What Does A Food Service Manager Do?

Food service managers are responsible for the smooth operations of a food business on a daily basis. They see to it that the activities of all the employees in the food establishment—from the cooks in the kitchen to the waiters serving the food— are well-coordinated so that the customers get the best service. From food preparation to service to handling customer complaints, they are on top of things. This makes it a stressful and demanding position.

Food service managers monitor the food preparation stage and see to it that the recipes are cooked in accordance with food safety standards and regulations. They ensure that the recipes are served following the right proportions and that the quality and presentation of food is maintained. They also see to it that the food is prepared promptly. On busy days, they may have to help to hasten service. Food service managers are typically hired after having worked as cook or waiter for a long period of time in the food industry.

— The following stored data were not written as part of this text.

PR #843, opened 2026-07-23
Making it possible to skip a timers from the progress tab

IvarKoreman-Ritense:
### Describe the changes
Link to the related Github issue: https://github.com/generiekzaakafhandelcomponent/gzac-issues/issues/465

### Breaking changes

### Documentation

- [x] Yes
- [ ] Not applicable

### Tests
- [x] Yes
- [ ] Not applicable

- [ ] Yes
- [x] Not applicable

Describe the testing steps
- [ ] Have a process that has a timer and start this process and walk through it until you're waiting on this timer
- [ ] Login as admin (who will have the OperatonExecution->modify PBAC permission)
- [ ] Go to the case of the above mentioned process and go to the Progress tab.
- [ ] Click on the skip icon above the active timer and skip it.
- [ ] Repeat the first steps and login as a user without the OperatonExecution->modify PBAC permission to ensure that they don't have this skip option.

### Security
- [x] Yes
- [ ] Not applicable

- [x] Yes
- [ ] Not applicable

- [x] Yes
- [ ] Not applicable

### Dependencies
- [ ] Yes
- [x] Not applicable


backend/process-document/src/main/kotlin/com/ritense/processdocument/web/rest/ProcessTimerResource.kt
```diff
@@ -0,0 +1,156 @@
...
+
+        return ResponseEntity.noContent().build()
+    }
+
+    /**
+     * Loads the process-instance-level execution and requires the [OperatonExecutionActionProvider.MODIFY]
+     * permission on it. The process-instance execution row has `ID_ == PROC_INST_ID_`, so it is loaded by
+     * [processInstanceId]. A missing execution means the instance is not active.
+     */
+    private fun requireExecutionModifyPermission(processInstanceId: String) {
```
ivo-ritense: I discussed this with the team, and we think it's best to have a new entity type for this. The risk right now is that we might in the future want to add other ways of changing a running process that would make sense to also put on operaton execution. Users might then get unintended access to new features. 

Our suggestion so far is to make an `OperatonTimer` entity and perform the `complete` action. That way we could later also have a different feature to change the timer to a different duration as the `modify` action.

It would make sense to add a mapper from the `OperatonTimer` to the `OperatonExecution` class so you can still refer to the path leading up to the case instances for conditions. 

As an example on how something like this could be done, you can look at the [ZgwDocument](https://github.com/valtimo-platform/valtimo/blob/ac286f2544295a35464bddb0a5135179769f9fa6/backend/zgw/documenten-api/src/main/kotlin/com/ritense/documentenapi/authorization/ZgwDocument.kt#L4) class. Used like this https://github.com/valtimo-platform/valtimo/blob/ac286f2544295a35464bddb0a5135179769f9fa6/backend/zgw/documenten-api/src/main/kotlin/com/ritense/documentenapi/client/DocumentenApiClient.kt#L82

ivo-ritense (approved):

frontend/projects/valtimo/case/src/lib/components/case-detail/tab/progress/progress.component.ts
```diff
@@ -17,8 +17,30 @@
...
+  tap,
+} from 'rxjs';
 import {ListItem} from 'carbon-components-angular/dropdown';
+import {CaseProcessTimerService} from '../../../../services';
+
+interface PendingSkip {
+  timer: SkippableTimer;
+  documentId: string;
+  processInstanceId: string;
+}
```
sofiaIvarsRitense: Please move his interface to a different file

frontend/projects/valtimo/process/src/lib/process-diagram/process-diagram.component.ts
```diff
@@ -112,12 +124,22 @@ export class ProcessDiagramComponent implements OnInit, OnDestroy, OnChanges {
     });
   }
 
-  ngOnChanges(): void {
-    if (this.processDefinitionKey) {
+  ngOnChanges(changes: SimpleChanges): void {
```
sofiaIvarsRitense:
```suggestion
  public ngOnChanges(changes: SimpleChanges): void {
```

frontend/projects/valtimo/process/src/lib/process-diagram/process-diagram.component.ts
```diff
@@ -112,12 +124,22 @@ export class ProcessDiagramComponent implements OnInit, OnDestroy, OnChanges {
...
+    ) {
       this.loadProcessInstanceXml(this.processInstanceId);
     }
+
+    if (changes['skippableTimers'] || changes['canSkipTimer']) {
+      this.renderSkipTimerOverlays();
+    }
   }
 
   ngOnDestroy() {
```
sofiaIvarsRitense:
```suggestion
  public ngOnDestroy() {
```

frontend/projects/valtimo/case/src/lib/components/case-detail/tab/progress/progress.component.ts
```diff
@@ -81,14 +121,104 @@ export class CaseDetailTabProgressComponent {
...
+
+  /**
+   * The case and process instance the timer belongs to are captured here, so confirming skips the
+   * timer in the context it was requested from, even when the selection or the route changed in the
+   * meantime.
+   */
+  public onRequestSkipTimer(timer: SkippableTimer): void {
+    const processInstanceId = this.selectedProcessInstanceId$.value;
+
+    this._documentId$.pipe(take(1)).subscribe(documentId => {
```
sofiaIvarsRitense: Could you add _takeUntilDestroyed_ or __subscriptions_ to manage to close this subscription, please?

frontend/projects/valtimo/process/src/lib/process-diagram/process-diagram.component.scss
```diff
@@ -55,3 +55,27 @@
...
   }
 }
+
+.valtimo-skip-timer-overlay {
+  align-items: center;
+  background-color: #0f62fe;
+  border: none;
+  border-radius: 50%;
+  box-shadow: 0 1px 3px rgba(0, 0, 0, 0.3);
+  color: #ffffff;
```
sofiaIvarsRitense: Please for the colors of this file, try to use Carbon tokens when it's possible ($button-primary, $button-primary-hover, $text-on-color, $focus)

IvarKoreman-Ritense: I let Claude process the feedback, their response for using `--cds-*` instead of `$button-primary` etc.:

> I used the CSS custom property form (var(--cds-*)) rather than the Sass $button-primary form. Valtimo's Carbon theme
  (components/assets/css/carbon.scss:102-106) maps $button-primary/$button-primary-hover/$focus onto
  --vcds-color-60/70, i.e. the runtime tenant accent color set by the theme service. Sass variables would be baked in at
  build time and lose both the accent color and light/dark switching. This is also the pattern the rest of the codebase
  uses (e.g. color-picker.component.scss, overflow-menu.component.scss).

My frond-end knowledge isn't good enough to determine if Claude is correct.

sofiaIvarsRitense (approved):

Before the establishment opens its doors for customers, food service managers are already hard at work inspecting to ensure that the work areas are ready and clean for business. They also check that the cooking equipment is functioning well to avoid any problems when the lunch or dinner rush begins. They also do an inventory of the ingredients, beverages, food items and supplies to ascertain if they are sufficient for the anticipated orders. If not, they may have to contact the suppliers and arrange for them to be delivered.

In addition to their main responsibility of orchestrating the tasks of all kitchen personnel and wait staff, food service managers handle customer complaints about the quality of the food being served or the service they receive. This requires a lot of tact and diplomacy on their part. They may even have to make tough decisions regarding the firing of staff, especially if they have repeatedly committed an offense.

Food service managers are responsible for the hiring and training of personnel. They also take care of the scheduling of all workers. In case one employee is absent, they see to it that there is someone who will take his place. They also make sure that everyone knows what their role is and the tasks that they are expected to perform. They sustain the energy of all workers especially during very busy and hectic days. Leading the entire team from the start of the workday until the end can be very tiring but food service managers must be up to the task.

Managers must see to it that the highest standards of sanitation and hygiene are strictly observed within the facility. They schedule for the regular cleaning of linen, curtains and other fabrics used in the establishment. They also conduct thorough cleaning of the dining room and kitchen when there are no customers. They also see to it that garbage is regularly collected in order to keep the place free from rodents and other pests. This is a very important part of their job because restaurant inspectors can close down a food establishment if it fails to keep its environment clean and sanitary.

Managers also supervise accounting and payroll preparation. They see to it that the restaurant’s budget is followed and that all financial transactions are properly accounted for. They also make sure that all personnel receive their wages on time. They also take care of all the legal requirements regarding the operation of the business. They see to it that the establishment complies with wage and licensing laws and ensures that all its tax obligations are promptly paid. Unless the food establishment is very small and the manager does these tasks himself, the preparation of all business records is usually done by accountants or assistant managers. The food service manager sees to it that these are correct and accurate.

Before the establishment closes, food service managers accept the earnings from the cashier and sees to it that the charge slips and earnings add up. They then secure these in a safe. They are also responsible for checking that the ovens and other equipment are switched off and security alarms turned on before securing the restaurant for the night.